What appears in the data must be reproduced exactly.
===
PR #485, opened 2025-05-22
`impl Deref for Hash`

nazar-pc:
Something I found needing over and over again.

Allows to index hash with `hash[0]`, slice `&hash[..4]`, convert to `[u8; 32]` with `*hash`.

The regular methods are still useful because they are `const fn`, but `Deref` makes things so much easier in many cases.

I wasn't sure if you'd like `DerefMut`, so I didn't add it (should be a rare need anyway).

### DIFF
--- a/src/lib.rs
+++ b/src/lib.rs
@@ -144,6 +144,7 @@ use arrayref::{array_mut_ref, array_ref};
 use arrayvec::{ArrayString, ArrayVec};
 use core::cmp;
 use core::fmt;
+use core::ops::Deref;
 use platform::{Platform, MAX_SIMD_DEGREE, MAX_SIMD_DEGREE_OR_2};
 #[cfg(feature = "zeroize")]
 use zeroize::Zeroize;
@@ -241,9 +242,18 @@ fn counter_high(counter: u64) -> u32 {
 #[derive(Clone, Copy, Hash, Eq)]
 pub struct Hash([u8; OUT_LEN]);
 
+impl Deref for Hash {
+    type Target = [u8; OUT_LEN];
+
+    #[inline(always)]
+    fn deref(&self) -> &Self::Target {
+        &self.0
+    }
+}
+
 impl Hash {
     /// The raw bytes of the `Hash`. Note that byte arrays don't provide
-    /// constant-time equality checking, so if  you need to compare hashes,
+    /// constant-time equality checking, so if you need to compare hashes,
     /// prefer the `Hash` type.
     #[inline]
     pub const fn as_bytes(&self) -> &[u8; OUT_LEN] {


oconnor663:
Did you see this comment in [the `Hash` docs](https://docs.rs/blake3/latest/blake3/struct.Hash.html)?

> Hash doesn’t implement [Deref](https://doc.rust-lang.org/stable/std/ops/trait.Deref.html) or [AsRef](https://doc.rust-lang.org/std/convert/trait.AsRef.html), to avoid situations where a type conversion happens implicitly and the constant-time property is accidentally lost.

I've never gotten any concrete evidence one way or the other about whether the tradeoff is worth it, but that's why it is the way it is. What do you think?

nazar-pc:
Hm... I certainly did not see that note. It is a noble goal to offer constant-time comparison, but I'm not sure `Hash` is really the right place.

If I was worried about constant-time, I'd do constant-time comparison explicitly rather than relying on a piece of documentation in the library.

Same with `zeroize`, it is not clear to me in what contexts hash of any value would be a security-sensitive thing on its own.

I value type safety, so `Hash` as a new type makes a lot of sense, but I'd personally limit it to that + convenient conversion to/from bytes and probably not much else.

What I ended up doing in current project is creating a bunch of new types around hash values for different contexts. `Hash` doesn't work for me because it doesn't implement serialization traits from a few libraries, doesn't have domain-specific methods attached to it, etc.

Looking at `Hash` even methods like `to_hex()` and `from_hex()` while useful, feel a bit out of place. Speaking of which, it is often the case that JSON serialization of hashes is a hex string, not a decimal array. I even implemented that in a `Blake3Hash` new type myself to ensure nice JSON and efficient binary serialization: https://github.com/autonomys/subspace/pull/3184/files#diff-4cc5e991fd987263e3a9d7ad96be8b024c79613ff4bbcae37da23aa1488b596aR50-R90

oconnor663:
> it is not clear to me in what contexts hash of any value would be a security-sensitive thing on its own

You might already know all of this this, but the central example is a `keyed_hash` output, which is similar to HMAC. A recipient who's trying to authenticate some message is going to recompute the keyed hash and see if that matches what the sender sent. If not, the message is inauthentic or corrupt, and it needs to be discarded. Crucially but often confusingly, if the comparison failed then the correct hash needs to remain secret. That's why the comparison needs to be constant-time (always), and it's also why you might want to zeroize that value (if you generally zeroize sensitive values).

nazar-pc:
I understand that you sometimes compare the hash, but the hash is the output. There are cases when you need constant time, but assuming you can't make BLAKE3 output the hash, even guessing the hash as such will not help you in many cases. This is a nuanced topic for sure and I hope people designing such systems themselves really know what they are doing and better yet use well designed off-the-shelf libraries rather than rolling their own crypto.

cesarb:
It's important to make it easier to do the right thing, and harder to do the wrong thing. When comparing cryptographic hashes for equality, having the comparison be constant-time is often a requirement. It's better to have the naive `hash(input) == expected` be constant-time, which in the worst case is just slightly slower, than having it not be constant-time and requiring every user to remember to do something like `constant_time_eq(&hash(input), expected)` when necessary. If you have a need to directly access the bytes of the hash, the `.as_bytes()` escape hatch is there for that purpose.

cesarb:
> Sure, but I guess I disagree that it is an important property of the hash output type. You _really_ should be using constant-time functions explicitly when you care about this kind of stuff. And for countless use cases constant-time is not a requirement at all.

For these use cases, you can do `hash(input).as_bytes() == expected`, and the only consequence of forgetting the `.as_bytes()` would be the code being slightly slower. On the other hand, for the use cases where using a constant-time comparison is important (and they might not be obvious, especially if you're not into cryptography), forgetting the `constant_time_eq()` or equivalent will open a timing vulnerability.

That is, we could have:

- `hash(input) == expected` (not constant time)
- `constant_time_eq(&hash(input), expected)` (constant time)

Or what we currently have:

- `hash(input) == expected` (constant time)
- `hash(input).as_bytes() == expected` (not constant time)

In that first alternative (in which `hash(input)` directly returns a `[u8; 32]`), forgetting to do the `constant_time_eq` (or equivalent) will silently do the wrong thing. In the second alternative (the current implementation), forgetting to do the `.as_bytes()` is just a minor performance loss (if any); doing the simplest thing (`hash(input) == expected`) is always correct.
===
> [Solution to this task]:
PR #485, opened 2025-05-22
`impl Deref for Hash`

nazar-pc:
Something I found needing over and over again.

Allows to index hash with `hash[0]`, slice `&hash[..4]`, convert to `[u8; 32]` with `*hash`.

The regular methods are still useful because they are `const fn`, but `Deref` makes things so much easier in many cases.

I wasn't sure if you'd like `DerefMut`, so I didn't add it (should be a rare need anyway).

### DIFF
--- a/src/lib.rs
+++ b/src/lib.rs
@@ -144,6 +144,7 @@ use arrayref::{array_mut_ref, array_ref};
 use arrayvec::{ArrayString, ArrayVec};
 use core::cmp;
 use core::fmt;
+use core::ops::Deref;
 use platform::{Platform, MAX_SIMD_DEGREE, MAX_SIMD_DEGREE_OR_2};
 #[cfg(feature = "zeroize")]
 use zeroize::Zeroize;
@@ -241,9 +242,18 @@ fn counter_high(counter: u64) -> u32 {
 #[derive(Clone, Copy, Hash, Eq)]
 pub struct Hash([u8; OUT_LEN]);
 
+impl Deref for Hash {
+    type Target = [u8; OUT_LEN];
+
+    #[inline(always)]
+    fn deref(&self) -> &Self::Target {
+        &self.0
+    }
+}
+
 impl Hash {
     /// The raw bytes of the `Hash`. Note that byte arrays don't provide
-    /// constant-time equality checking, so if  you need to compare hashes,
+    /// constant-time equality checking, so if you need to compare hashes,
     /// prefer the `Hash` type.
     #[inline]
     pub const fn as_bytes(&self) -> &[u8; OUT_LEN] {


oconnor663:
Did you see this comment in [the `Hash` docs](https://docs.rs/blake3/latest/blake3/struct.Hash.html)?

> Hash doesn’t implement [Deref](https://doc.rust-lang.org/stable/std/ops/trait.Deref.html) or [AsRef](https://doc.rust-lang.org/std/convert/trait.AsRef.html), to avoid situations where a type conversion happens implicitly and the constant-time property is accidentally lost.

I've never gotten any concrete evidence one way or the other about whether the tradeoff is worth it, but that's why it is the way it is. What do you think?

nazar-pc:
Hm... I certainly did not see that note. It is a noble goal to offer constant-time comparison, but I'm not sure `Hash` is really the right place.

If I was worried about constant-time, I'd do constant-time comparison explicitly rather than relying on a piece of documentation in the library.

Same with `zeroize`, it is not clear to me in what contexts hash of any value would be a security-sensitive thing on its own.

I value type safety, so `Hash` as a new type makes a lot of sense, but I'd personally limit it to that + convenient conversion to/from bytes and probably not much else.

What I ended up doing in current project is creating a bunch of new types around hash values for different contexts. `Hash` doesn't work for me because it doesn't implement serialization traits from a few libraries, doesn't have domain-specific methods attached to it, etc.

Looking at `Hash` even methods like `to_hex()` and `from_hex()` while useful, feel a bit out of place. Speaking of which, it is often the case that JSON serialization of hashes is a hex string, not a decimal array. I even implemented that in a `Blake3Hash` new type myself to ensure nice JSON and efficient binary serialization: https://github.com/autonomys/subspace/pull/3184/files#diff-4cc5e991fd987263e3a9d7ad96be8b024c79613ff4bbcae37da23aa1488b596aR50-R90

oconnor663:
> it is not clear to me in what contexts hash of any value would be a security-sensitive thing on its own

You might already know all of this this, but the central example is a `keyed_hash` output, which is similar to HMAC. A recipient who's trying to authenticate some message is going to recompute the keyed hash and see if that matches what the sender sent. If not, the message is inauthentic or corrupt, and it needs to be discarded. Crucially but often confusingly, if the comparison failed then the correct hash needs to remain secret. That's why the comparison needs to be constant-time (always), and it's also why you might want to zeroize that value (if you generally zeroize sensitive values).

nazar-pc:
I understand that you sometimes compare the hash, but the hash is the output. There are cases when you need constant time, but assuming you can't make BLAKE3 output the hash, even guessing the hash as such will not help you in many cases. This is a nuanced topic for sure and I hope people designing such systems themselves really know what they are doing and better yet use well designed off-the-shelf libraries rather than rolling their own crypto.

cesarb:
It's important to make it easier to do the right thing, and harder to do the wrong thing. When comparing cryptographic hashes for equality, having the comparison be constant-time is often a requirement. It's better to have the naive `hash(input) == expected` be constant-time, which in the worst case is just slightly slower, than having it not be constant-time and requiring every user to remember to do something like `constant_time_eq(&hash(input), expected)` when necessary. If you have a need to directly access the bytes of the hash, the `.as_bytes()` escape hatch is there for that purpose.

cesarb:
> Sure, but I guess I disagree that it is an important property of the hash output type. You _really_ should be using constant-time functions explicitly when you care about this kind of stuff. And for countless use cases constant-time is not a requirement at all.

For these use cases, you can do `hash(input).as_bytes() == expected`, and the only consequence of forgetting the `.as_bytes()` would be the code being slightly slower. On the other hand, for the use cases where using a constant-time comparison is important (and they might not be obvious, especially if you're not into cryptography), forgetting the `constant_time_eq()` or equivalent will open a timing vulnerability.

That is, we could have:

- `hash(input) == expected` (not constant time)
- `constant_time_eq(&hash(input), expected)` (constant time)

Or what we currently have:

- `hash(input) == expected` (constant time)
- `hash(input).as_bytes() == expected` (not constant time)

In that first alternative (in which `hash(input)` directly returns a `[u8; 32]`), forgetting to do the `constant_time_eq` (or equivalent) will silently do the wrong thing. In the second alternative (the current implementation), forgetting to do the `.as_bytes()` is just a minor performance loss (if any); doing the simplest thing (`hash(input) == expected`) is always correct.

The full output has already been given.